Analyzing Multilingualism in Large Language Models with Sparse Autoencoders

We sincerely appreciate the reviewer’s thoughtful feedback. Below, we provide additional experimental results and clarifications to address your concerns.

1. Frequency as an Initial Filter.

We agree that there are alternative ways to define TF features. We adopted frequency-based filtering as an initial step to exclude features that activate on too few tokens, primarily for its simplicity. We found this approach sufficient for effectively identifying TF features—for instance, Figure 1 in the paper shows that the resulting TF features consistently activate on task-instruction-related segments. In line with your suggestion, we agree that exploring alternative definitions and comparing their effects would offer valuable insights, and we plan to pursue this during the remaining week of the rebuttal period.

2. Threshold.

The primary contribution of our work is to demonstrate that TF and HF features exist in SAEs, with meaningful differences in their ratios across languages. These definitions are most meaningful when the threshold parameter p is close to 1, aligning with their intended motivations. In response to your comment, we examined a range of p values and found that the overall patterns remain stable (i.e., high-performing languages consistently exhibit higher TF-feature ratios than low-performing languages) under small perturbations around p = 1. The corresponding statistics are provided in Table 1 (We have also updated the terminology to “High-Performing Languages (HPL)” and “Low-Performing Languages (LPL),” and added two additional models—Gemma2-2B-IT and Llama 3.1-8B-Instruct—with more detailed explanation provided in #6 below.)

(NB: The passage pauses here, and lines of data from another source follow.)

PR #2781, opened 2016-02-16
update s3 configuration to use custom credentials s3 backends

zubair-arbi:
@awais786 @ahsan-ul-haq @tasawernawaz @waheedahmed 
Update the configuration for credentials to use custom S3 backends for creating subfolders in the bucket.

Related credentials changes: https://github.com/edx/credentials/pull/60


zubair-arbi:
@cpennington @maxrothman please review. With these settings the S3 bucket will have to base folders 'media' and 'staticfiles' for storing media and static files/folders respectively.

maxrothman:
- Please use a consistent quoting style
- Have you verified that including a path in the bucket URL works as expected?
- If so, I think it would be preferable to define the bucket and path separately and then combine the variables.

zubair-arbi:
@maxrothman 
1. I will do that
2. Yes
3. I don't think we can do that. This prefixing is consistent with the folder structure for default storage.

maxrothman:
3. You can do it in Ansible. Just define 2 different vars and combine them like `{{ BUCKET }}/{{ PATH }}`.

playbooks/roles/credentials/defaults/main.yml
```diff
@@ -104,12 +104,13 @@ CREDENTIALS_USER_API_JWT_SECRET_KEY: 'lms-secret'
...
-#  COMPRESS_ROOT: {{ CREDENTIALS_STATIC_ROOT }}
-#  COMPRESS_STORAGE: storages.backends.s3boto.S3BotoStorage
-#  STATICFILES_STORAGE: storages.backends.s3boto.S3BotoStorage
-#  DEFAULT_FILE_STORAGE: storages.backends.s3boto.S3BotoStorage
+#  COMPRESS_URL: 'https://mybucket.s3.amazonaws.com/staticfiles/'
+#  STATIC_URL: 'https://mybucket.s3.amazonaws.com/staticfiles/'
+#  COMPRESS_STORAGE: credentials.apps.core.s3utils.StaticS3BotoStorage
+#  STATICFILES_STORAGE: credentials.apps.core.s3utils.StaticS3BotoStorage
+#
+#  AWS_LOCATION: 'media'
```
zubair-arbi: @cpennington @maxrothman I have verified that we can use this parameter `AWS_LOCATION` to add a default prefix for all the files.
https://github.com/jschneier/django-storages/blob/master/storages/backends/s3boto.py#L217

I have kept our custom backend for the staticfiles and using the parameter `AWS_LOCATION` we can add prefix for media files.
With about config we will have S3 bucket structure like:

```
mybucket
├───media (cutomizable with parameter 'AWS_LOCATION')
├───staticfiles
```

Please let me know your thoughts.

zubair-arbi:
@maxrothman Please let me know if you are ok with these changes.

maxrothman:
@zubair-arbi you haven't addressed any of my comments

zubair-arbi:
@maxrothman, I have talked to @cpennington and we agreed to keep the current settings.

maxrothman:
My comments are about the current quoting style consistency and the way the variables are put together in ansible. Neither of them require any changes on the app side.

zubair-arbi:
@maxrothman please review the changes.

zubair-arbi:
@jimabramson @maxrothman after this PR is merged then we don't need to override `STATIC_URL` and `MEDIA_URL` for AWS S3.

maxrothman:
@zubair-arbi why not?

zubair-arbi:
Since after these changes we won't need to change the the paths as both the static files and media files will be in different folders.
Also according to my understanding we will have separate buckets for multiple environment.

zubair-arbi:
@maxrothman I would also like to know what kind of issues we will face with these settings and your suggestions to resolve them.

maxrothman:
Won't we need to override `STATIC_URL` to something like `https://bucket.s3.amazonaws.com/static` and the same for media?

zubair-arbi:
@maxrothman I have verified that we will only need to override the `STATIC_URL` like:

```
STATIC_URL: 'https://mybucket.s3.amazonaws.com/staticfiles/'
```

but we don't need to update the `MEDIA_URL`.

zubair-arbi:
@rlucioni @jimabramson @maxrothman I have updated this PR according to the change by @rlucioni on the [credential PR](https://github.com/edx/credentials/pull/60). I have also move the files settings inside the dict `CREDENTIALS_FILE_STORAGE_BACKEND`.

playbooks/roles/credentials/defaults/main.yml
```diff
@@ -93,25 +93,31 @@ CREDENTIALS_USER_API_JWT_SECRET_KEY: 'lms-secret'
...
+#  MEDIA_URL: 'https://mybucket.s3.amazonaws.com/media/'
+#  COMPRESS_STORAGE: 'credentials.apps.core.s3utils.StaticS3BotoStorage'
+#  STATICFILES_STORAGE: 'credentials.apps.core.s3utils.StaticS3BotoStorage'
+#  DEFAULT_FILE_STORAGE: 'credentials.apps.core.s3utils.MediaS3BotoStorage'
 
 CREDENTIALS_FILE_STORAGE_BACKEND:
+  MEDIA_ROOT: '{{ CREDENTIALS_MEDIA_ROOT }}'
+  MEDIA_URL: '{{ CREDENTIALS_MEDIA_URL }}'
+  STATIC_ROOT: '{{ CREDENTIALS_STATIC_ROOT }}'
+  STATIC_URL: '{{ CREDENTIALS_STATIC_URL }}'
```
rlucioni, line 119: Why are these here? These are settings for `django.contrib.staticfiles`. They're not particular to the storage backend in use.

zubair-arbi, line 119: I tried to group all the file settings here. As for AWS these will change.

zubair-arbi, line 119: @maxrothman is this change you were suggesting?

rlucioni, line 119: @zubair-arbi I'm confused. These are settings typically found at the top level of a Django settings module, not nested within another setting. This change is also incompatible with changes to https://github.com/edx/credentials/pull/60.

zubair-arbi, line 119: @rlucioni we pass the `CREDENTIALS_FILE_STORAGE_BACKEND` as `FILE_STORAGE_BACKEND` to django settings and the dict key are imported as django setting vars.
https://github.com/edx/credentials/blob/master/credentials/settings/production.py#L24

rlucioni, line 119: @zubair-arbi I see. So then these do end up as top-level settings.

rlucioni:
:+1:

maxrothman:
I'll review this shortly.

zubair-arbi:
@maxrothman Please review

maxrothman:
I will review this as soon as I'm done dealing with the security hole fallout.

zubair-arbi:
@maxrothman I am still waiting for your review.

maxrothman:
@zubair-arbi I've pushed a change that cleans up and organizes the vars. Take a look at it, but after tests pass and a squash, I'm :+1:

jimabramson:
@maxrothman had a couple side questions but it looks sane to me.  Though I'm having trouble deciphering what went wrong with the build.

zubair-arbi:
@jimabramson @maxrothman the build failed with following error:

```
fatal: [127.0.0.1] => {'msg': "AnsibleUndefinedVariable: One or more undefined variables: 'CREDENTIALS_MEDIA_ROOT' is undefined", 'failed': True}
```

I will update the PR.

zubair-arbi:
@cpennington @jimabramson @maxrothman with recent changes the [credentials sandbox is failing](http://jenkins.edx.org:8080/view/Ansible/job/ansible-provision/5791/console) on `create databases` step:

```
11:35:09 TASK: [credentials | create databases] **************************************** 
11:35:10 failed: [zubair-arbi.sandbox.edx.org] => {"failed": true}
11:35:10 msg: unable to connect, check login credentials (login_user, and login_password, 
which can be defined in ~/.my.cnf), check that mysql socket exists and mysql server is running
```

zubair-arbi:
@maxrothman @e0d @jimabramson Please review.

maxrothman:
@zubair-arbi can you also set `CREDENTIALS_DB_ADMIN_PASSWORD` to a hyphenated string rather than an empty one?

zubair-arbi:
@maxrothman I have add new update value for `CREDENTIALS_DB_ADMIN_PASSWORD`. Now waiting for sandbox build to pass.

zubair-arbi:
@maxrothman @cpennington the build fails if we provide any value for `CREDENTIALS_DB_ADMIN_PASSWORD`.

```
15:18:05 TASK: [credentials | create databases] **************************************** 
15:18:06 failed: [zubair-arbi.sandbox.edx.org] => {"failed": true}
15:18:06 msg: unable to connect, check login credentials (login_user, and login_password, 
which can be defined in ~/.my.cnf), check that mysql socket exists and mysql server is running
```

maxrothman:
:+1:

zubair-arbi:
@maxrothman @jimabramson I have fixed the static/media urls and root settings, also added `COMPRESS_STORAGE` settings for AWS S3 settings.
Now only issue remaining is OperationalError on accessing database:

```
OperationalError: (1045, "Access denied for user 'credentials001'@'localhost' (using password: YES)")
```

The full traceback can be found here: https://gist.github.com/zubair-arbi/dcebaa88d8f1e2d28bfe

zubair-arbi:
The database connection works when I provide `PASSWORD` with value `password` instead of `SET-ME-TO-A-UNIQUE-LONG-RANDOM-STRING`.

zubair-arbi:
Ok. I just build another sandbox with `server_type` set to `full_edx_installation_from_scratch` and now the mysql connection is working. I think previously the values were not properly being updated.

I am now going to squash the commits. @jimabramson @maxrothman are you comfortable with these final changes?

maxrothman:
- Why did you capitalize `credentials_static_root` and `credentials_media_root`? 
- Is the gist of the fix to use `MediaRootS3BotoStorage` so you can set your own path, rather than use the default one?

zubair-arbi:
@maxrothman since you have to give separate values for these parameters for AWS S3.

zubair-arbi:
@maxrothman for your second question 'Yes, this way we will use our own path inside the AWS S3 bucket' and also its `MediaS3BotoStorage` not `MediaRootS3BotoStorage`.

playbooks/roles/credentials/defaults/main.yml
```diff
@@ -76,43 +65,80 @@ CREDENTIALS_SERVICE_USER: 'credentials_service_user'
...
-#  COMPRESS_ROOT: {{ CREDENTIALS_STATIC_ROOT }}
-#  COMPRESS_STORAGE: storages.backends.s3boto.S3BotoStorage
-#  STATICFILES_STORAGE: storages.backends.s3boto.S3BotoStorage
-#  DEFAULT_FILE_STORAGE: storages.backends.s3boto.S3BotoStorage
+#  MEDIA_ROOT: '{{ CREDENTIALS_MEDIA_ROOT }}'
+#  STATIC_ROOT: '{{ CREDENTIALS_STATIC_ROOT }}'
+#  MEDIA_URL:    'https://{{ CREDENTIALS_BUCKET }}.{{ credentials_s3_domain }}{{ CREDENTIALS_MEDIA_URL }}'
+#  STATIC_URL:   'https://{{ CREDENTIALS_BUCKET }}.{{ credentials_s3_domain }}{{ CREDENTIALS_STATIC_URL }}'
+#
+#  COMPRESS_STORAGE: 'credentials.apps.core.s3utils.StaticS3BotoStorage'
```
maxrothman: Remove this line (and set them the same in app settings)

maxrothman:
After (small) comment addressed, :+1: . I'll let you know when you can merge after AMIs are built.

playbooks/roles/credentials/defaults/main.yml
zubair-arbi: You mean in django? My suggestion is to keep this setting here since its related to AWS S3 configuration.

zubair-arbi:
@max I have squashed the commits. Please review

playbooks/roles/credentials/defaults/main.yml
maxrothman: Yeah, but there's no use-case for making the values different. The fact that django compressor is involved is an implementation detail, so there's no reason to expose it in configuration.

maxrothman:
:+1:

Table 1: Effect of the hyperparameter p on TF and HF features. Note that the definitions align with their intended motivation when p is close to 1.

3. MMLU-STEM.

The main reason for restricting our evaluation to MMLU-STEM topics was the large size of the full MMLU dataset (approximately 15k examples). We selected a smaller STEM-focused subset (around 1.3k examples), which is comparable in size to the ARC-Challenge dataset (1.2k), to maintain experimental feasibility.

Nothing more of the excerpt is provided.